Let's look at your two points:
1) You suggest that stating a 44% improvement in morbidity is a "fabrication" when zinc is added and treatment is begun before ICU status for the patient. Let's look at the data from Table 4:
View attachment 546266
The circled data is the *** data, corresponding to
After excluding all ICU patients. Once the patient is in the ICU it's too late to begin the HCQ treatment and receive substantial benefits. Looks like 6.9% of treatment patients receiving zinc either expired or were moved to hospice, but without zinc that number was 13.2%, with an Adjusted Odds Ratio of 44.9%.
Check out some of the other lines of Table 4, though. 8% of the patients given zinc required invasive ventilation, but more than double that number, 16.5% of non-zinc patients required ventilation. That again is a massive improvement. The percentage of patients who avoided entry into ICU was starkly improved, as well with the zinc patients.
2) Here's the final two sentence of the report after the mention of possible limitations of the study:
In light of these limitations, this study should not be used to guide clinical practice.
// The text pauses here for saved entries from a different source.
PR #759, opened 2025-01-27
fix: Use `RemoveDeadFuncsPass` instead of deprecated `remove_polyfuncs()`

### LINKED ISSUE #758: Error from clippy check on CI due to deprecated `remove_polyfuncs`
The clippy check on the CI is failing: https://github.com/CQCL/tket2/actions/runs/12980837714/job/36198388971 .

The suggested fix is to use `hugr::algorithms::dead_funcs::RemoveDeadFuncsPass` instead, but this suggestion is incorrect (probably out of date), as `RemoveDeadFuncsPass` is exported by `hugr_passes`.

So `hugr_passes` needs to be added as a dependency. Even then, it seems that `RemoveDeadFuncsPass` is not a drop-in replacement for `remove_polyfuncs` (different signature).

cqc-alec:
Fixes #758 .


uv.lock
aborgna-q, line 1: Outdated `uv` ?

tket2-hseries/Cargo.toml
```diff
@@ -23,6 +23,7 @@ required-features = ["cli"]
 
 [dependencies]
 hugr.workspace = true
+hugr-passes = "0.14.2"
```
aborgna-q, line 26: - Dependencies should go on the workspace's `Cargo.toml`, and `.workspace = true`'d here.

- We are currently at `hugr 0.14.1` on the workspace file, we should use the same versions all around.

tket2-hseries/src/lib.rs
```diff
@@ -80,7 +81,7 @@ impl QSystemPass {
             self.validation_level.run_validated_pass(hugr, |hugr, _| {
                 let mut owned_hugr = Hugr::default();
                 mem::swap(&mut owned_hugr, hugr);
-                owned_hugr = remove_polyfuncs(owned_hugr);
+                RemoveDeadFuncsPass::default().run(&mut owned_hugr).unwrap();
```
aborgna-q, line 84: The `unwrap` here is annoying, but returning the error requires a release with https://github.com/CQCL/hugr/pull/1883.
We should have a `TODO` here linking to that PR.

https://github.com/CQCL/tket2/pull/753 should fix it later.

aborgna-q (approved):

PR #763, opened 2025-02-05
fix: restore dead funcs pass

doug-q:


aborgna-q (approved):
👍 

We could have the "search main node" as a separate function, but that's just style nitpicking.

At some point we will add "entrypoint" definitions to hugrs. We have this currently in `hugr-py` with the ["pointed packages" protocols](https://github.com/CQCL/hugr/pull/1573), but not in rust nor in the model.
See some discussion over here: https://github.com/CQCL/hugr/discussions/1642
If that comes to be we should be able to modify this callsite non-breakingly.

PR #773, opened 2025-02-14
feat: Add CircuitDiff

lmondada:
I'm introducing `CircuitDiff`s, for persistent graph rewriting! Once done, this will speed up badger-like workflows significantly (see below).

`CircuitDiff`s, which could be renamed to `CircuitPatch`es if you prefer, store a subgraph for each of their parent diffs, along with the new replacement graph to rewrite the subgraphs to. Currently, diffs with no parents are created from a circuit, whilst other diffs are created by applying a `SimpleReplacement` onto a parent diff. This means that right now, only diffs with a single parent can be constructed (see below)

## How speedup?
Given rewrites A, B and C with disjoint support, instead of having to consider individual graphs with respectively rewrites A, B, C, AB, BC, AC and ABC applied, the three rewrites can be applied independently and there will only be `CircuitDiff` for A, B and C. At pattern matching time, the matcher will have to consider the various combinations that are possible, but only within the local region that matches overlap with.

## What's next
- Implement a `CircuitHistory`: a set of diffs that are compatible with each other (i.e. there are no conflicting rewrites). Then rewrites can be applied to histories, which will create diffs with multiple parents. I will try to implement `HugrView` on these
- Dominator trees and hashing: once we have a dag of diffs, I will keep pointers to the dominator of each, diff, this will make checking for compatible rewrites faster. We can then also keep the hashes of all dominated diffs in the dominator, to exclude create the same diffs multiple times, without relying on global hashes


lmondada:
> This PR contains breaking changes to the public Rust API. Please deprecate the old API instead (if possible), or mark the PR with a `!` to indicate a breaking change.
> 
> cargo-semver-checks summary

I've double checked, there are no breaking changes once commit [f109186](https://github.com/CQCL/tket2/pull/773/commits/f109186d28beb4eaf9ff8d7ac96cfca2e57234ef) is reverted. But it will require [hugr#1920](https://github.com/CQCL/hugr/pull/1920) to be merged, along with a hugr release.

aborgna-q:
Fyi the `semver-checks` failure is due to it ignoring any cargo patches, so it tries to compile with `hugr = "0.14.3"` instead.

PR #778, opened 2025-02-18
feat: Add CircuitHistory

lmondada:
I'm putting this out here for discussion. My main question: **how should I expose the hugr-like interface of `CircuitHistory`?**. I've proposed an implementation of `HugrView` on a wrapper type `ExperimentalHugrWrapper` of the circuit history. See `src/diff/experimental.rs`. 

A `CircuitHistory` is always equivalent to a valid Hugr, but implementing `HugrView` is difficult because
- there is no "base hugr", so implementing `HugrInternals` is impossible. This could be implemented if the base hugr was node specific, i.e. `fn base_hugr(&self, node: Node) -> &Hugr`
- the `hugr::Node` type is fixed, but in a CircuitHistory the "natural" node index is a pair `(Hugr, Node)`, i.e. an index/ref to the correct hugr in the history, along with a node within it. Right now, I have "solved" this with the world's greatest hack, using the integer within `Node` to encode both a hugr index and the node index. This will overflow at `2^16` which we are bound to reach pretty quickly
- Enumerating all nodes and counting them requires traversing the hugr, so this is a slow operation. Same with edge_count

### DIFF
--- a/Cargo.lock
+++ b/Cargo.lock
@@ -946,7 +946,7 @@ dependencies = [
 [[package]]
 name = "hugr"
 version = "0.14.3"
-source = "git+https://github.com/CQCL/hugr?rev=0efc806f#0efc806f99888e64a0da6f639e4dbb83afebd4bf"
+source = "git+https://github.com/CQCL/hugr?rev=739cf944#739cf94404d45622ee196b1c68de6bec6a2b28d8"
 dependencies = [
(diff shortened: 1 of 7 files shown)


lmondada:
This is being moved to hugr, see https://github.com/CQCL/hugr/pull/2080

PR #787, opened 2025-02-28
chore: Update to pytket 2

cqc-alec:


aborgna-q:
`pytket 2.0.0` changelog:

```
API changes:

* Remove `GlobalisePhasedX` transform and pass.
* Remove `SynthesiseUMD` pass.
* Remove `NoiseAwarePlacement.modify_config` and `GraphPlacement.modify_config`
  methods.
* Remove `ClassicalExpBox` and related methods.

Fixes:

* Fix segfault listing registers of circuit containing unindexed units.
```

I gather that the serialization format hasn't changed, so we shouldn't need to update `tket-json-rs` ?

aborgna-q:
As long as no things are removed we should be fine on the `tket-json-rs` side. We could maybe deprecate them to avoid people writing new code that generates those ops, but it's better to keep the backwards compatibility.

On the `tket2` side we do not generate those ops, so no new changes should be needed.

aborgna-q (approved):

Issue #789, opened 2025-03-03
tket2-hseries: add extension op for "order" in the utils extenstion


narmlu:
Analogous to #767 but for the "order" or "order16". Takes 16 qubits as parameters and returns nothing.

PR #792, opened 2025-03-05
feat(tket2-hseries)!: Add order_in_zones extension op

narmlu:
Closes: #789

BREAKING CHANGE:
This adds an entry to the `UtilsOp` enum. Now it looks like this:
```
tket2_hseries::extension::utils
pub enum UtilsOp {
    GetCurrentShot,
    OrderInZones,
}
```


narmlu:
Updated the description and yes, I like the idea about hoisting 16 into a constant. I just put it into `ORDER_LENGTH` at the top of the file.

PR #794, opened 2025-03-06
chore(tket2-py): bump tket2_exts constraint

qartik:


aborgna-q (commented):
We re-export all the definitions from `tket2_exts`, so this is a breaking change too...
(We can reuse the same breaking change notice).

https://github.com/CQCL/tket2/blob/main/tket2-py/tket2/extensions/__init__.py

aborgna-q (approved):

PR #795, opened 2025-03-06
chore(tket2-exts): Force non-breaking python release

aborgna-q:
#789 added a breaking change to the rust crate, but the breaking flag also affects the python side since `tket2-exts` got modified.

This empty change tells `release-please` to ignore that and do a non-breaking version bump on the next release PR.

The magic is in having a commit on the tree containing this comment:

Release-As: 0.5.1


qartik (approved):

aborgna-q:
I added a COMMIT_OVERRIDE instead on #792, so this is no longer needed

PR #1532, opened 2026-04-21
feat: InlineHint metadata

aborgna-q:
Follow up to Quantinuum/hugr#1524. Defines a metadata value for hinting the compiler on which functions to inline.

Part of https://github.com/Quantinuum/tket2/issues/1804.

Note that this definition is rust-only. We still need to add exports for all tket metadata definitions on the python bindings.

Guppy issue/PR (they'll need to be updated):
- https://github.com/Quantinuum/guppylang/pull/1513
- https://github.com/Quantinuum/guppylang/issues/1054


acl-cqc (commented):
Ok let's combine functionality (not necessarily PRs) here with #1449.
I've updated that to use a similar metadata (there without the `Never`, with `#[non_exhaustive]`, and I called it InlineAnnotation rather than hint, but at least it's in the same place ;-)).
Noting that #1524 uses `inline_acyclic` which will mean any function on a cycle will not be inlined at all (cycles are removed from graph rather than merely broken), I think #1449 handles the "Always" bit better, so that can be run first as a separate pass.

Thus, either (a) put this in first, but without the Always option (to be added in 1449); or (b) let's get #1449 in first and then this can add the Never option. I don't really mind which way around, and I think #1449 can be marked ready now (probably for a random reviewer? But you might want to check over the annotation).

WRT this PR:
* I am also unsure about "follow_hints=False" still respecting the "Never" hint; are we sure it shouldn't follow that too? (Otherwise, follow_hints will do nothing when Always is removed. One could say "Always is not a hint" but an annotation, iow it's correct for "follow_hints" to have no effect until we add some InlineAnnotation::XYZHint).
* Would be nice to add to the heuristic here that (non-preserved?) functions with only one call "are always small enough" ;)
* I haven't checked what you're doing here, but I note it's quite tricksy doing inlining respecting PassScope::EntrypointXXX :(

acl-cqc:
If we'd rather put this in with the algorithm as here, which I think is ok....
* Do we want to combine metadata for this pass and Quantinuum/hugr#1449?
   * If so, I think it should be "InlineAnnotation" and the *variants* that are hints should be called XyzHint, or something like that. (Does it live in `tket.hint....` ?) e.g. your "always" is a *hint*, not a command.
   * Otherwise, we could have both InlineAnnotation and InlineHint....
* "Always" would be better as "BestEffort" or "Best" or "Max" or something like that, with actually "always" handled by Quantinuum/hugr#1449. (Really "Always" here means "Trust me I am small enough")
* "follow"ing hints (default true) would be better as "ignore hints" (default false).
   * Should probably apply uniformly to both never and (pseudo-)always?

aborgna-q:
- Renamed `metadata::InlineHint` to `metadata::InlineAnnotation`. It's now `#[non_exhaustive]`.
- Renamed the metadata key from `tket.hint.inline` to just `tket.inline`.
- Removed `InlineAnnotation::Always` and added a `BestEffort` (encoded as `best_effort`).
- Removed the `follow_inline_hints` flag from the inline funcs pass. It's less confusing now.

I think that should combine well with your PR now?

tket-py/tket/metadata.py
```diff
@@ -72,6 +75,41 @@ class MaxQubitsHint(Metadata[int]):
...
 
+class InlineAnnotationValue(Enum):
+    """Metadata value hinting the compiler that a function declaration should be inlined at its call sites.
+
+    When a function is not annotated, we use a heuristic to determine whether to inline.
+
+    Values:
+    - "never": Never inline this function.
+    - "best_effort":
+        Inline the function if we know it won't produce an invalid Hugr.
```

Rather, our observations support the initiation of future randomized clinical trials investigating zinc sulfate against COVID-19.
This disclaimer is entirely consistent with what I've been saying. It states that the limitations of this retrospective study are such that the study suggests that other studies be launched to investigate the role of zinc in COVID-19 treatment. Let's move forward with those studies!